Genomic sequencing involves mapping the genetic makeup of a GBM patient’s own tumor by taking a sample of it after surgery and analyzing it. This mapping process points to certain mutations in the genetic composition of the tumor cells. Those mutations can in turn offer clues as to how to combat the tumor which are specific to your own situation. The science is in its infancy, but it is developing very quickly.

Although the rate at which effective new treatments for many cancers are being developed is accelerating, glioblastoma risks being left behind. There remains a worrying disconnect between scientific advances and those facing the reality of this terrible disease.

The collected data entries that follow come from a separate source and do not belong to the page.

Issue #13839, opened 2024-08-16
Refactor and type network config


tomasklim:
There is file `networksConfig.ts`

In this file, there is `networks` variable declaring all networks available in Suite and there is also `networksCompatibility` which is a transformation of `networks` to format used in the past.

**Issues:**
- `networks` variable is not typed, the type is generated from the structure of file
  - it would be best to type it so that it is easier to work with it
- `networksCompatibility ` is dynamic and it is almost a blackbox how to work with it. It would be great to finally get rid of it in behalf of `networks`

- together with those changes we can maybe change (as a bonus, not really needed but would be nice)
  - `explorer` can have `base` url and then just `path` for `tx, account, address`,...
  - `default` account type which is now on root of each network could be moved to `accountTypes` under `default` type
  - `customBackends` can be called just `backendTypes` or `backends`
  - I am not sure if we really need `support`, it is also defined in `coins.json`
    - cardano: old fw version of T is deprecated anyway so we can just bump supported version in there maybe
    - solana is 1:1
    - probably we need it but extended for seed type, see Optimisation #13738

**Why:**
- cleaner codebase
- easier work
- easier to implement - different `networkSymbol` from `networkCurrency` required for L2
  - `ln`: `BTC`
  - `op`: `ETH`
  - `base`: `ETH`
  - ...

Lemonexe:
All of the PRs above :arrow_up: solve only the first two bullet points, not the 3rd (_together with those changes we can..._)

The bonus work is **not done** yet. I'd suggest moving it to another issue, because wow, this was already much more work than I anticipated at first :open_mouth:

Also, there are no unit tests for [wallet-config utils](https://github.com/trezor/trezor-suite/blob/develop/suite-common/wallet-config/src/utils.ts) :see_no_evil:

Lemonexe:
Created
- #14444 unit tests
- #14445 moved the bonus bullet points except the 2nd one - I don't think it's necessary, there is a helper for this purpose introduced in [this commit of #14281](https://github.com/trezor/trezor-suite/pull/14281/commits/8f0270267d714f747542facdee446861ef20ed69)

bosomt:
**QA OK**

**Info:**
 - Suite version: desktop 24.10.0 (53303523db1a941907766902bcf79b3f320b4dd2)
[...]

PR #14021, opened 2024-08-29
chore(wallet-utils): Typecheck networksConfig declaration

Lemonexe:
1st of many PRs to refactor & cleanup `networksConfig`.

- Implement a generic type check for declaration of `networks`
- Rename old Network type to NetworkCompatibility
  - lots of changes across the rpo, but only TS, so no need to QA

## Description

Currently `networks` have type inferred from its value, and readonly. IMHO we want to keep that.

But currently it lacks any typechecking when declaring it, so any mistake will just silently carry on to the inferred type:

```
export const networks = {
    btc: {
        name: 'Bitcoin',
        BAD_PROPERTY: "lol",
        networkType: 'bitcoin',
```

This PR adds a kind of generic template type which is not exported, we will still rely on exact type inferrence from value for convenient DX, but serves to type check the declaration.

## Related Issue

Part of #13839

### DIFF
--- a/suite-common/wallet-config/src/networksConfig.ts
+++ b/suite-common/wallet-config/src/networksConfig.ts
@@ -653,7 +653,10 @@ export const networks = {
 type InferredNetworks = typeof networks;
 type InferredNetwork = InferredNetworks[NetworkSymbol];
 
-export type Network = Without<InferredNetwork, 'accountTypes'> & {
+/**
+ * @deprecated Old network object interface for backwards copatibility.
+ */
+export type NetworkCompatible = Without<InferredNetwork, 'accountTypes'> & {
     symbol: NetworkSymbol;
     accountType?: AccountType;
     backendType?: BackendType;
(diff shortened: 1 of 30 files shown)


suite-common/wallet-config/src/networksConfig.ts
```diff
@@ -1,5 +1,101 @@
 import { DeviceModelInternal } from '@trezor/connect';
-import type { Keys, Without } from '@trezor/type-utils';
+import type { Without } from '@trezor/type-utils';
+
```
Lemonexe, line 3: I intend to migrate the types to separate file later. Now it would create a circular dependency..

suite-common/wallet-config/src/networksConfig.ts
```diff
@@ -1,5 +1,101 @@
...
+};
+
+export type Account = {
+    bip43Path: string;
+    backendType?: BackendType;
+    features?: NetworkFeature[];
+    isDebugOnlyAccountType?: boolean;
+};
+
+// template types serve only to check if `networks` satisfies it. Exact type is inferred below
```
peter-sanderson, line 74: if they are used only for `satisfies` check, than we shall not export them I guess

peter-sanderson: I would limit exports here for now and allow exports only once we are sure what we really need elswhere

peter-sanderson (approved):

suite-common/wallet-config/src/networksConfig.ts
Lemonexe: But there are many parts of code which work with "a network in general", not a specific network, and those currently import `NetworkCompatible`. When I refactor it, they shall import `Network` instead, so it'll be needed.

Also I intend to split this file into several, so it's a little preparation for that.

PR #14027, opened 2024-08-29
fix(suite-native): display fiat value skeleton while fiat rates are loading

### LINKED ISSUE #13299: Loading fiat value should show skeleton instead of 0 value
**Describe the bug**
- fiat values of portfolio are not cached
- when you start app when offline you see all fiat values with zero value
- before fiat values are fetched from servers after you see start app all values are zero too for quite a long time
- same results for latest dev version, 24.7.1 version and two weeks old dev version

**Steps to reproduce:**
1. Import multiple accounts
2. Kill app
3. Start app with phone in flight mode or observe app before values are fetched from servers

**Info:**
 - Suite version: Release notes for 24.6.0 (350)
Last commit hash: 8a20d9cf4567a8077dd95d88212f9bd2eb66f89e

**Screenshots:**

telegram-cloud-photo-size-4-5801191960428528094-y

https://github.com/trezor/trezor-suite/assets/31506317/f965e330-d720-4c4c-add4-57c88a00244a

yanascz:
Make sure we handle fiat values as `null` until fiat rates are loaded.

## Related Issue

Resolve #13299

## Screenshots:

https://github.com/user-attachments/assets/c3f89c0f-47ff-4a42-9b79-1d34884bae0f

### DIFF
--- a/suite-native/assets/src/assetsSelectors.ts
+++ b/suite-native/assets/src/assetsSelectors.ts
@@ -17,15 +17,12 @@ import { BigNumber } from '@trezor/utils/src/bigNumber';
 export interface AssetType {
     symbol: NetworkSymbol;
     assetBalance: string;
-    fiatBalance: string;
+    fiatBalance: string | null;
 }
 
 type AssetsRootState = AccountsRootState & FiatRatesRootState & SettingsSliceRootState;
 
-const sumCryptoBalance = (balances: string[]): BigNumber =>
-    balances.reduce((prev, balance) => prev.plus(balance), new BigNumber(0));
-
-/* 
+/*
 We do not memoize any of following selectors because they are using only with `useSelectorDeepComparison` hook which is faster than memoization in proxy-memoize.
 */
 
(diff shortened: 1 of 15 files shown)


suite-native/assets/src/assetsSelectors.ts
```diff
@@ -80,22 +77,19 @@ export const selectDeviceAssetsWithBalances = (state: AssetsRootState & DeviceRo
...
-                return prev;
-            }, 0)
-            .toFixed();
-
-        const cryptoValue = sumCryptoBalance(networkAccounts.map(account => account.cryptoValue));
+        const assetBalance = networkAccounts.reduce(
+            (sum, { cryptoValue }) => sum.plus(cryptoValue),
+            new BigNumber(0),
+        );
+        const fiatBalance = networkAccounts.reduce(
```
Nodonisko, line 84: I am quite concern about performance here, this selector is already on my list for being slow and BigNumber is one of biggest perf bottlenecks.

suite-native/formatters/src/components/FiatAmountFormatter.tsx
```diff
@@ -21,9 +21,12 @@ export const FiatAmountFormatter = ({
 }: FiatAmountFormatterProps) => {
     const { FiatAmountFormatter: formatter } = useFormatters();
 
-    const isTestnetValue = !!network && isTestnet(network);
```
Nodonisko, line 24: Can you please keep it as variable?

suite-native/assets/src/assetsSelectors.ts
yanascz: `BigNumber` was already used to add crypto amounts and is also used elsewhere when dealing with fiat amounts. I believe it makes sense considering the rounding errors with `number`.

What other solution did you have in mind?

suite-native/formatters/src/components/FiatAmountFormatter.tsx
yanascz: What added value does it have?

suite-native/assets/src/assetsSelectors.ts
yanascz: Changed back to `Number` based on our discussion in person.

Nodonisko (approved):

suite-native/formatters/src/components/FiatAmountFormatter.tsx
Nodonisko: It's easier to understand what `if` condition is for. Here is relatively simple so it's probably fine dropping it but in many cases it helps a lot.

suite-native/module-accounts-management/src/components/AccountDetailGraphHeader.tsx
```diff
@@ -66,26 +47,17 @@ const CryptoBalance = ({
...
         selectAccountByKey(state, accountKey),
     );
-
     const tokenSymbol = useSelector((state: AccountsRootState) =>
         selectEthereumAccountTokenSymbol(state, accountKey, tokenAddress),
     );
+    const setPoint = useSetAtom(selectedPointAtom);
 
-    const firstGraphPoint = useAtomValue(referencePointAtom);
+    // Reset selected point on unmount so that it doesn't display on device change
```
matejkriz, line 59: 👏😍

PR #14028, opened 2024-08-29
fix(transport): UdpApi trigger transport-interface-change event

szymonlesisz:
fix missing device disconnect or late device connect events

## Description
Turns out `UdpApi` never emits `transport-interface-change` therefore `device-disconnect` or late `device-connect` was never reported

### DIFF
--- a/packages/transport/src/api/udp.ts
+++ b/packages/transport/src/api/udp.ts
@@ -1,5 +1,5 @@
 import UDP from 'dgram';
-import { isNotUndefined } from '@trezor/utils';
+import { isNotUndefined, arrayPartition } from '@trezor/utils';
 
 import {
     AbstractApi,
@@ -7,12 +7,13 @@ import {
     AbstractApiConstructorParams,
     DEVICE_TYPE,
 } from './abstract';
-
+import { DescriptorApiLevel } from '../types';
 import * as ERRORS from '../errors';
 
 export class UdpApi extends AbstractApi {
     chunkSize = 64;
 
+    protected devices: DescriptorApiLevel[] = [];
     protected interface = UDP.createSocket('udp4');
     protected communicating = false;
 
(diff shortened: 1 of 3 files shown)


packages/transport/src/api/udp.ts
```diff
@@ -33,13 +34,31 @@ export class UdpApi extends AbstractApi {
...
         enumerateRecursive();
     }
 
+    private handleEnumerate(result: Awaited<ReturnType<typeof this.enumerate>>) {
+        if (result.success) {
+            const [known, unknown] = arrayPartition(result.payload, device =>
+                this.devices.includes(device),
+            );
+
+            if (known.length !== this.devices.length || unknown.length > 0) {
```
mroz22: isn't uknown.length > 0 enough here?

packages/transport/src/api/udp.ts
```diff
@@ -33,13 +34,31 @@ export class UdpApi extends AbstractApi {
...
+                this.enumerate(this.enumerateAbortController.signal)
+                    .then(r => this.handleEnumerate(r))
+                    .finally(enumerateRecursive);
             }, 500);
         };
 
         enumerateRecursive();
     }
 
+    private handleEnumerate(result: Awaited<ReturnType<typeof this.enumerate>>) {
```
mroz22: enumerate in usb assings it's result to to the this.devices variable. https://github.com/trezor/trezor-suite/blob/develop/packages/transport/src/api/usb.ts#L176
 
maybe this fn should be called also somewhere on line 194?

packages/transport/src/api/udp.ts
szymonlesisz: nope, it will not work for disconnect event, example:
i've got 1 device stored in `this.devices` now after disconnection i have 0 devices in known and 0 in unknown

packages/transport/src/api/udp.ts
szymonlesisz: not sure if this is correct behavior, usb emits `transport-interface-change` from the `listen` function relying on the fact that `enumerate` was called before that. but what if it wasnt? what if i called listen without calling enumerate first?

btw, usb also assigns `this.devices` on line 59 and 82

szymonlesisz: on second thought, if i go with expected way (first enumerate then listen) then `transport-interface-change` will be emitted regardless, so i agree that i should prevent that, but i cant assign `this.devices` (inside enumerate fn) before i check for changes (after enumerate)

i will think about it

szymonlesisz: i've moved handleEnumerate (renamed to handleDevicesChange) to be called after eumerate. 
`transport-interface-change` is emitted only if api is listening

mroz22 (approved):

PR #14045, opened 2024-08-30
chore(wallet-utils): Decouple utility functions from networkCompatibility

Lemonexe:
3rd of many PRs to refactor & cleanup `networksConfig`: prepare new utility functions based on the `networks` object

## Description

:eyes: CR recommended commit by commit:
1. updates the `networks` object with `symbol`, which **automatically** makes it usable at some places
2. prepare new utility functions which are based on `networks` instead of `networksCompatible`
  - in some cases, the new functions work out of the box :tada: 
  - in others, backward compatible utility functions are created
4. :broom:  extract all of the utility functions to a separate file 

## Related Issue

Part of #13839


packages/suite/src/views/wallet/coinmarket/exchange/components/ExchangeForm/Inputs/SendCryptoInput/SendCryptoSelect/index.tsx
```diff
@@ -1,7 +1,7 @@
 import { Select, CoinLogo } from '@trezor/components';
 import { Controller } from 'react-hook-form';
 import styled from 'styled-components';
-import { NetworkSymbol, getEthereumTypeNetworkSymbols } from '@suite-common/wallet-config';
+import { NetworkSymbol, ethereumTypeNetworkSymbols } from '@suite-common/wallet-config';
```
Lemonexe, line 4: see [comment](https://github.com/trezor/trezor-suite/pull/14045#discussion_r1738769103)

suite-common/wallet-config/src/networksConfig.ts
```diff
@@ -86,8 +87,8 @@ export type Network = {
     accountTypes: NetworkAccountTypes;
     isHidden?: boolean; // not used here, but supported elsewhere
     chainId?: number;
-    features?: NetworkFeature[];
-    customBackends?: BackendType[];
+    features: NetworkFeature[];
+    customBackends: BackendType[];
```
Lemonexe, line 91: Forgotten in #14021 - these properties are actually present on all networks.

suite-common/wallet-config/src/networksConfig.ts
```diff
@@ -77,6 +77,7 @@ export type NetworkAccountTypes = Partial<Record<AccountType, Account>>;
 export type NetworkDeviceSupport = Partial<Record<DeviceModelInternal, string>>;
 
 export type Network = {
+    symbol: NetworkSymbol;
```
Lemonexe, line 80: This was also desired (discussed with @tomasklim) , originally I wanted to do it later, but it's suitable to do it now, as it makes a lot of usecases for the util functions work out of the box.

suite-common/wallet-config/src/utils.ts
```diff
@@ -0,0 +1,73 @@
...
+    Networks,
+    Network,
+    NetworkFeature,
+    networks,
+    networksCompatibility,
+    NetworkSymbol,
+} from './networksConfig';
+
+const networksCollection: Network[] = Object.values(networks);
+
```
Lemonexe, line 12: in some cases we can use `getMainnets` right away - there are some differences between `networks` and `networksCompatibility`, but a lot of it is common.
When the usecase does not rely on those properties which are different, we may use `getMainnets` right away. Those usecases which rely on network.accountType - the `getMainnetsCompatible` and `getTestnetsCompatible` allow to do it later, and have the PRs smaller.

suite-common/wallet-config/src/networksConfig.ts
```diff
@@ -725,15 +725,26 @@ export const getMainnets = (debug = false, bnb = false) =>
...
 
-export const getTestnets = (debug = false) =>
+export const getTestnetsCompatible = (debug = false) =>
     networksCompatibility.filter(
         n => !n.accountType && n.testnet === true && (!n.isDebugOnlyNetwork || debug),
     );
 
-export const getAllNetworkSymbols = () => networksCompatibility.map(n => n.symbol);
+const networksCollection: Network[] = Object.values(networks);
+
```
Lemonexe: `getMainnets` and `getTestnets` are new, but I have manually checked that the **output is the same** as the old versions, except the networks now contain `accountTypes: [...]`. So it's only extended, not limited.

Still - I had to create the `Compatible` functions because of interoperability with `networksCompatibility` - they are often used in conjunction, and TS would scream, even though in this case, there is nothing missing, because both mainnets and testnets have `accountType: undefined`, but TS can't know that :see_no_evil:

suite-common/wallet-config/src/networksConfig.ts
```diff
@@ -725,15 +725,26 @@ export const getMainnets = (debug = false, bnb = false) =>
...
+export const getMainnets = (debug = false, bnb = false) =>
+    networksCollection.filter(
+        n => !n.testnet && (!n.isDebugOnlyNetwork || debug) && (bnb || n.symbol !== 'bnb'),
+    );
+
+export const getTestnets = (debug = false) =>
+    networksCollection.filter(n => n.testnet === true && (!n.isDebugOnlyNetwork || debug));
+
+export const networkSymbols = networksCollection.map(n => n.symbol);
```
Lemonexe: The original `getAllNetworkSymbols` was **unused**.
- It does not have to be a function, as its output was always constant
- Also it did not work properly, it returned array of non-unique symbols, now they're unique :heavy_check_mark:

suite-common/wallet-config/src/networksConfig.ts
```diff
@@ -725,15 +725,26 @@ export const getMainnets = (debug = false, bnb = false) =>
...
 
-export const getEthereumTypeNetworkSymbols = () =>
-    networksCompatibility.filter(n => n.networkType === 'ethereum').map(n => n.symbol);
+export const ethereumTypeNetworkSymbols = networksCollection
+    .filter(n => n.networkType === 'ethereum')
+    .map(n => n.symbol);
```
Lemonexe: - It does not have to be a function, as its output was always constant
- Also it did not work properly, it returned array of non-unique symbols, now they're unique
  - The function was used, but making it unique won't break anything: 
  - All usages are only to query for `ethereumTypeNetworkSymbols.includes`
  - and for that, unique or non-unique doesn't matter :heavy_check_mark:

suite-common/wallet-config/src/networksConfig.ts
```diff
@@ -746,13 +757,11 @@ export const isDebugOnlyAccountType = (
...
 
-    const network = networks?.[symbol];
+    const network = (networks as Networks)?.[symbol];
 
     if (!network) return false;
 
-    const accountTypeInfo = (network.accountTypes as Record<AccountType, NetworkCompatible>)[
-        accountType
-    ];
+    const accountTypeInfo = network.accountTypes[accountType];
```
Lemonexe: Incidental TS enhancement.

suite-common/wallet-types/src/backend.ts
```diff
@@ -10,10 +10,8 @@ export type BlockbookUrl = {
     tor?: boolean; // Added by TOR
 };
 
-export type BackendType = 'blockbook' | 'electrum' | 'ripple' | 'blockfrost' | 'solana';
-
 export type CustomBackend = {
-    coin: (typeof networksCompatibility)[number]['symbol'];
```
Lemonexe, line 16: The changes in this file are because of TS error which was not clear to me, but this way it is cleaner anyway.

suite-common/wallet-config/src/networksConfig.ts
komret: Let's remove it if it is not used.

komret (approved):

suite-common/wallet-config/src/networksConfig.ts
Lemonexe: Done :heavy_check_mark:

PR #13997, opened 2024-08-27
Remove legacy Icons, use only new icons

peter-sanderson:

PR #14046, opened 2024-08-30
fix(suite-common): unify icon SVG path fill to #000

Our Brain Bank will campaign and advocate to close that gap. We support this 2025 letter from the Society for Neuro-Oncology on the importance of biomarker testing.

All GBM patients should have an honest conversation with a physician around genomic sequencing.

OBB believes that patients have a right to accurate information about treatments currently available beyond the standard treatment protocol of surgery, radiotherapy and chemotherapy. This information should be shared with transparency and honesty so that patients and their families can ask the right questions, understand their options, and make the right decisions for themselves. Making such information available costs nothing but opens up the possibility of more effective treatment.

OBB believes that the current way information is shared on GBM and treatment options is incomplete and inconsistent. The effect of this is that patients and their families waste precious time trying to piece together the GBM puzzle. This cannot be right.

OBB UK produced a White Paper that sets out this problem in more detail. It provide deliverable solutions for decision makers to make information on GBM available with more honesty and transparency. We will do so in a spirit of co-operation but also urgency on behalf of those for whom time is everything.

In the US, we surveyed GBM patients and care partners about access to genomic testing. This critical step towards more personalized medical treatment is subject to huge inequalities, based on where you live and your insurance. It’s fundamentally unfair and potentially robs people living with GBM of precious time with their loved ones.